**YOUR OBJECTIVE:**
Go through the entries below and collect each line with the string "Landed" in it.

[STORED DATA — start]

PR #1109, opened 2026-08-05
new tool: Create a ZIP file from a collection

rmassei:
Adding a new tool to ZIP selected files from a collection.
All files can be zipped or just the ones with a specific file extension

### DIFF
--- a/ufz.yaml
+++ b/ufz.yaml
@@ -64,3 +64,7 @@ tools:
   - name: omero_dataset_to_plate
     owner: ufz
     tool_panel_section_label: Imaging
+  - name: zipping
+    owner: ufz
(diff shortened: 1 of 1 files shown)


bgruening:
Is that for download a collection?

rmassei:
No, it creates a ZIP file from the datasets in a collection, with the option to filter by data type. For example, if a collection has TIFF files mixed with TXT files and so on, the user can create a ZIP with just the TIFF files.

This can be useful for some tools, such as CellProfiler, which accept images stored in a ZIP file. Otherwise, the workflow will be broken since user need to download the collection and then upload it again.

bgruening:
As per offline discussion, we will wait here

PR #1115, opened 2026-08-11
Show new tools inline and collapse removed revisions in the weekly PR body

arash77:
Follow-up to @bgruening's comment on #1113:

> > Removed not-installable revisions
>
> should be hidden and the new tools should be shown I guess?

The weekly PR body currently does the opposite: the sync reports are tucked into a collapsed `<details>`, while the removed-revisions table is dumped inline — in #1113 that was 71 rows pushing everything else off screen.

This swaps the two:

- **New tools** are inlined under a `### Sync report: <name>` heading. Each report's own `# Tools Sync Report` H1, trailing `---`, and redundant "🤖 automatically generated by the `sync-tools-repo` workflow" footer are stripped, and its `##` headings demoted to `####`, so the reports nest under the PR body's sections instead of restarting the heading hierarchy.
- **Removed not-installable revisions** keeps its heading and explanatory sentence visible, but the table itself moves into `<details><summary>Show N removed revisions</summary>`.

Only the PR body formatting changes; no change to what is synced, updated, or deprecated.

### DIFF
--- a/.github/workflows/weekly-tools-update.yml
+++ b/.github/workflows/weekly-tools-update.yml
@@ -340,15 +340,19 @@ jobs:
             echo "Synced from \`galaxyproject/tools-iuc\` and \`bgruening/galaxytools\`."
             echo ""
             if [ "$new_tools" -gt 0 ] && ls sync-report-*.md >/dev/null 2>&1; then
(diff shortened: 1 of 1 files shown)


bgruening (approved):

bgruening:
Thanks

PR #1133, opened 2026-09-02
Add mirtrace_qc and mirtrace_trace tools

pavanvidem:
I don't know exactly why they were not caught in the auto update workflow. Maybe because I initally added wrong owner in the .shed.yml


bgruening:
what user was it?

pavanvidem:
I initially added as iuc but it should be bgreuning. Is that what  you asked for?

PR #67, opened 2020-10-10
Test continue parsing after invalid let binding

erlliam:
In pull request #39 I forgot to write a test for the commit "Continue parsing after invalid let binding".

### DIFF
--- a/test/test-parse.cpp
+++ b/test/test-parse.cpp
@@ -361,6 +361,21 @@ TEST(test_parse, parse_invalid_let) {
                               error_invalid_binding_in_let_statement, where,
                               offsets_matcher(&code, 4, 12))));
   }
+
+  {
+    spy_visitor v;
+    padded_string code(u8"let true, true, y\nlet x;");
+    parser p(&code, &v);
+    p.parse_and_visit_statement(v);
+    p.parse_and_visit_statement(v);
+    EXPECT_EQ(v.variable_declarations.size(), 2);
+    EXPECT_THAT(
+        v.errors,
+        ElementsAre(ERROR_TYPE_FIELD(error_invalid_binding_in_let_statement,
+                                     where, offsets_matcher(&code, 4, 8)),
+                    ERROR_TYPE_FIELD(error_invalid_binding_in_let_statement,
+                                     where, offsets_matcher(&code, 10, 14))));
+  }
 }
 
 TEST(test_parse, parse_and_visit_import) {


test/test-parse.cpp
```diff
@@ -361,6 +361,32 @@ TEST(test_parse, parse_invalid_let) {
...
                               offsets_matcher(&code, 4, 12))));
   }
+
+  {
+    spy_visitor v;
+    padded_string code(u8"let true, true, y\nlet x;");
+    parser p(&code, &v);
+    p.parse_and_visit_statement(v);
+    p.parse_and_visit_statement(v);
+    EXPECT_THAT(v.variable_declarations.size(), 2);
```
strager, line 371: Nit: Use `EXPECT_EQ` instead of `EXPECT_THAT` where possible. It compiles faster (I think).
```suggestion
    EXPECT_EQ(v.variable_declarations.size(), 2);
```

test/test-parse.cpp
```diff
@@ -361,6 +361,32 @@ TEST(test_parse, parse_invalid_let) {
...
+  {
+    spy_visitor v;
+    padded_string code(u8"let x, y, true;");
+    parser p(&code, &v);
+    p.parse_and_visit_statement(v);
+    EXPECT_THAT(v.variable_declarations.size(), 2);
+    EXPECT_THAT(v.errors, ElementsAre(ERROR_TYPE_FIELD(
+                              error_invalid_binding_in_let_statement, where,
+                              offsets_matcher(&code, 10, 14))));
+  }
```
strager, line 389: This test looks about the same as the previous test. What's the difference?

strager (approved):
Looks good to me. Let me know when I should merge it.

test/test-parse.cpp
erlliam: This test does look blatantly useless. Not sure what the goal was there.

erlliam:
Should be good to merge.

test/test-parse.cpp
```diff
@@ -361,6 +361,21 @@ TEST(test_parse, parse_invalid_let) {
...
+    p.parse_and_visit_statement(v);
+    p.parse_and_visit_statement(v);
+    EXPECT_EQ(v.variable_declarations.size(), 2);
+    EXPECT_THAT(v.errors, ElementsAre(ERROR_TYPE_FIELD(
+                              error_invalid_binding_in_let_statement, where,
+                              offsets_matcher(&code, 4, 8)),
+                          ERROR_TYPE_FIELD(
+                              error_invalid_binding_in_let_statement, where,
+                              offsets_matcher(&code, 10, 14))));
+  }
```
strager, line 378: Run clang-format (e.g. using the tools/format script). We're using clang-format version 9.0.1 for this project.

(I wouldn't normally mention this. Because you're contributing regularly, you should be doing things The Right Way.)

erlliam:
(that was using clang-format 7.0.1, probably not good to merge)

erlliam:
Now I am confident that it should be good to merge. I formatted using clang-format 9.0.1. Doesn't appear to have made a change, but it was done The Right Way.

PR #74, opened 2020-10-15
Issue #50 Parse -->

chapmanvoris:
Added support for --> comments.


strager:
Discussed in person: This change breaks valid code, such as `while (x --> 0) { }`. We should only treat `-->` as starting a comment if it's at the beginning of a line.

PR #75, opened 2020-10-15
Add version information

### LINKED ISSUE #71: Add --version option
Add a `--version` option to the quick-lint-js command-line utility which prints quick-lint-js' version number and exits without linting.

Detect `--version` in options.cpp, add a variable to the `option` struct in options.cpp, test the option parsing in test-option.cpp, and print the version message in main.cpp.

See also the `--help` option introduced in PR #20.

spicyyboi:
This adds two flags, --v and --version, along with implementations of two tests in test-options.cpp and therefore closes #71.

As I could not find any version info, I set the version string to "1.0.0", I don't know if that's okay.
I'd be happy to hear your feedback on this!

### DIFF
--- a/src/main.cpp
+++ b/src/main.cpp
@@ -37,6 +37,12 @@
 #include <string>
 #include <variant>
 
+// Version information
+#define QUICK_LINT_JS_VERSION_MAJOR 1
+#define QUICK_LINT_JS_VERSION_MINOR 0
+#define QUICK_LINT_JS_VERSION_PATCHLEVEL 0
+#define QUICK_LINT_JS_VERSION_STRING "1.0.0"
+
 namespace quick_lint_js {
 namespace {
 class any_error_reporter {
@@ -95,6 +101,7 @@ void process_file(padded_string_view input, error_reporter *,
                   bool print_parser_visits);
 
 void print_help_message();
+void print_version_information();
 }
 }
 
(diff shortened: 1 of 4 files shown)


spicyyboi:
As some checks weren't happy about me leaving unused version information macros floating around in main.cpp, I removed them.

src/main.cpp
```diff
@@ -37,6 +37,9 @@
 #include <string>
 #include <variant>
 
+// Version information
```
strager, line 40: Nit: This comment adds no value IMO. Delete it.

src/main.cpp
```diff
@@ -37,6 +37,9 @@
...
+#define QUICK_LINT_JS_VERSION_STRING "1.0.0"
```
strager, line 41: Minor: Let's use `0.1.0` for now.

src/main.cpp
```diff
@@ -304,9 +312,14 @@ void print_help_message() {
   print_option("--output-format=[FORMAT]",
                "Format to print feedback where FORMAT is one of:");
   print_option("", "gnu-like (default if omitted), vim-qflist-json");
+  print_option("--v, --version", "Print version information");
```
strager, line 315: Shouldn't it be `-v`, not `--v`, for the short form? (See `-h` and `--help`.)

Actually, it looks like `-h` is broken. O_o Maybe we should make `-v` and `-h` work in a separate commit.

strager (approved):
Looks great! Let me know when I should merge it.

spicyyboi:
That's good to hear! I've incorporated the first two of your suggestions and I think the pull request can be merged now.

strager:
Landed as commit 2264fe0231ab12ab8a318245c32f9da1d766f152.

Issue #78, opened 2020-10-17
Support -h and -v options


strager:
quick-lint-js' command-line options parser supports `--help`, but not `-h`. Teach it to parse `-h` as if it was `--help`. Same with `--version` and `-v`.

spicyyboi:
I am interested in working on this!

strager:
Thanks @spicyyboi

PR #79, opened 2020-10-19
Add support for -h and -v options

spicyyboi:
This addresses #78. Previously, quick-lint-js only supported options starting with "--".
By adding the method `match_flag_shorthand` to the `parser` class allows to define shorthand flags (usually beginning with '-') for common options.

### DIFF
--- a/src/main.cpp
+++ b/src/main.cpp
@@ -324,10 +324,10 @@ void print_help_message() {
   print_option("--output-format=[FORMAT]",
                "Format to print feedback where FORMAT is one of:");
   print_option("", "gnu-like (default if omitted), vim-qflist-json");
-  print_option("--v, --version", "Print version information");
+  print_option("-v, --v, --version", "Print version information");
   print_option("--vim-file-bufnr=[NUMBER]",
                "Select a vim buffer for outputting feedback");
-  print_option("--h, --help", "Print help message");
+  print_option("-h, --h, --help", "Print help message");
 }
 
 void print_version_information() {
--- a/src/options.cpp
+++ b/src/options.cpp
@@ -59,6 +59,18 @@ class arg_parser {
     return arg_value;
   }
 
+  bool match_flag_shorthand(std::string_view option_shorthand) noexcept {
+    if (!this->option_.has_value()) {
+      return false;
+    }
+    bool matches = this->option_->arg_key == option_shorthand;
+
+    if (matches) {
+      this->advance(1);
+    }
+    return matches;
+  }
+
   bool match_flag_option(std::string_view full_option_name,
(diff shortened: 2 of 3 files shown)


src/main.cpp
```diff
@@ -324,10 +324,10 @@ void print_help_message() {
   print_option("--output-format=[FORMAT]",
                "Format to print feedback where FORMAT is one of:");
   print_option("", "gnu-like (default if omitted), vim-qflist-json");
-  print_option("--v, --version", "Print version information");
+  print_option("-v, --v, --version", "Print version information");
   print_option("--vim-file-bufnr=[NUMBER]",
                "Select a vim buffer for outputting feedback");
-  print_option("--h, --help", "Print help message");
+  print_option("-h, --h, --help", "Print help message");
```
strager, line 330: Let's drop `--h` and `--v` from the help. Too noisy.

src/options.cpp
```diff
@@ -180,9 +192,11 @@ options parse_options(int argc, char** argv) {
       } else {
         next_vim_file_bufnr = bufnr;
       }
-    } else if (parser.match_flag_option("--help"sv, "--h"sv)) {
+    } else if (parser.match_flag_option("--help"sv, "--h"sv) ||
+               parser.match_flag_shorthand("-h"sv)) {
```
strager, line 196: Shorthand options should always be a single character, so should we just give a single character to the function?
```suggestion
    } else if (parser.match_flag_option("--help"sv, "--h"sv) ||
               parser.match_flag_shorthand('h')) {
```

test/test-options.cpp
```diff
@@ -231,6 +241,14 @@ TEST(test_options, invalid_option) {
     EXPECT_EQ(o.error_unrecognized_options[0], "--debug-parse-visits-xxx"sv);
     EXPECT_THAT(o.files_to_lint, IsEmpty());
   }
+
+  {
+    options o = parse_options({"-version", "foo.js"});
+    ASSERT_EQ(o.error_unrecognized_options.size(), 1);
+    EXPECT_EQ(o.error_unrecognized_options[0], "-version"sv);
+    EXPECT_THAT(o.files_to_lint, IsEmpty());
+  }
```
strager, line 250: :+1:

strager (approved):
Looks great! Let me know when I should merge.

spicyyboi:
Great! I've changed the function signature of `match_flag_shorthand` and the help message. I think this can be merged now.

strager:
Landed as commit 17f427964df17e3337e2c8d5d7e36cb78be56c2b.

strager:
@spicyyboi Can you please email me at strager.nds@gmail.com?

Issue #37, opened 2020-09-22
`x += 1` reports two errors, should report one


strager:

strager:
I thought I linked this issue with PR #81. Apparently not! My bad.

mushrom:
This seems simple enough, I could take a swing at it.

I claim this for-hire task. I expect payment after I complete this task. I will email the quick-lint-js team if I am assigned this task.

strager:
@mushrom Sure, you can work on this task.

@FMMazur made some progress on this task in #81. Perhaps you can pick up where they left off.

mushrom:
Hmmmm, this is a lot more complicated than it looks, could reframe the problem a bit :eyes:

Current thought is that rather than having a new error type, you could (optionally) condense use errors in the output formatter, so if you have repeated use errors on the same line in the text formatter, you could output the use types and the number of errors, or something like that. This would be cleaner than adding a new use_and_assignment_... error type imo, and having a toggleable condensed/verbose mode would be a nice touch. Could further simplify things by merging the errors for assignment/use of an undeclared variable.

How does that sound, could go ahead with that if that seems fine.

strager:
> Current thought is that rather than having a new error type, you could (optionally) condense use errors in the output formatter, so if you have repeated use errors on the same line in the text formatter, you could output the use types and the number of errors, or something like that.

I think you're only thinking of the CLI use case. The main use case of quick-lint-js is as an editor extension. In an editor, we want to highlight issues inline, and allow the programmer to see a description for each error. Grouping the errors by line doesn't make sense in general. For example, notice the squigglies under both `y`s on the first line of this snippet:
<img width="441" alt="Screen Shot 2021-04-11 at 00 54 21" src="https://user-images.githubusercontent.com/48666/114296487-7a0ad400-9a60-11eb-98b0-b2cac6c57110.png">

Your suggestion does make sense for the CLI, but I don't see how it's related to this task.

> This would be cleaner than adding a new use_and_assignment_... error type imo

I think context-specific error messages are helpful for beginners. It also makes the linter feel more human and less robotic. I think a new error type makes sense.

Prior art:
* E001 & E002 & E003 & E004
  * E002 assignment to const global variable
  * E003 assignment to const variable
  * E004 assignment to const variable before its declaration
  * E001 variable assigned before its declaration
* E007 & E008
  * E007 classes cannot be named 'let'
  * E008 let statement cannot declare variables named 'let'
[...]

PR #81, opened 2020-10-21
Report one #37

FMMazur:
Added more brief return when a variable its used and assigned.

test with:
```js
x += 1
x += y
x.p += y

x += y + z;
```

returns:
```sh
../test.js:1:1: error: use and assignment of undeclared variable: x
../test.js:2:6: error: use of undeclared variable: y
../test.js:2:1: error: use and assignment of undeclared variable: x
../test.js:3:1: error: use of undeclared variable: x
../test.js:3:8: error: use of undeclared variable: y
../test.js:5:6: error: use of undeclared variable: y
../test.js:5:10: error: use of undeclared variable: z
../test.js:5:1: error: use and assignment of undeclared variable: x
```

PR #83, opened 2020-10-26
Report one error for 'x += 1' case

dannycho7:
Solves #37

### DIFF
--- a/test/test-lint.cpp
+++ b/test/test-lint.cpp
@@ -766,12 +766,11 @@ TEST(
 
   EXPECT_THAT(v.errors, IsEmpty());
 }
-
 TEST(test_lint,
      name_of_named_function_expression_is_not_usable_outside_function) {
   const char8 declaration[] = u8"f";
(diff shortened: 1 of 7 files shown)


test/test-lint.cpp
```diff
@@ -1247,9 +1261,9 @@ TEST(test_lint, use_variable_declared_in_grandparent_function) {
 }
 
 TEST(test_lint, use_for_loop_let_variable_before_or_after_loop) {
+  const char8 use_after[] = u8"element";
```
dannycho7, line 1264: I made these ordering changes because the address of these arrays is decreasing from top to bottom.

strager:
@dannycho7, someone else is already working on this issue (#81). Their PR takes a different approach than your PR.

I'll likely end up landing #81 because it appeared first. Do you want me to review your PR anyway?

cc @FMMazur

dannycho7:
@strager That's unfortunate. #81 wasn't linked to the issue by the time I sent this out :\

[STORED DATA — finish]

**YOUR RESPONSE:**
Landed as commit 2264fe0231ab12ab8a318245c32f9da1d766f152.
Landed as commit 17f427964df17e3337e2c8d5d7e36cb78be56c2b.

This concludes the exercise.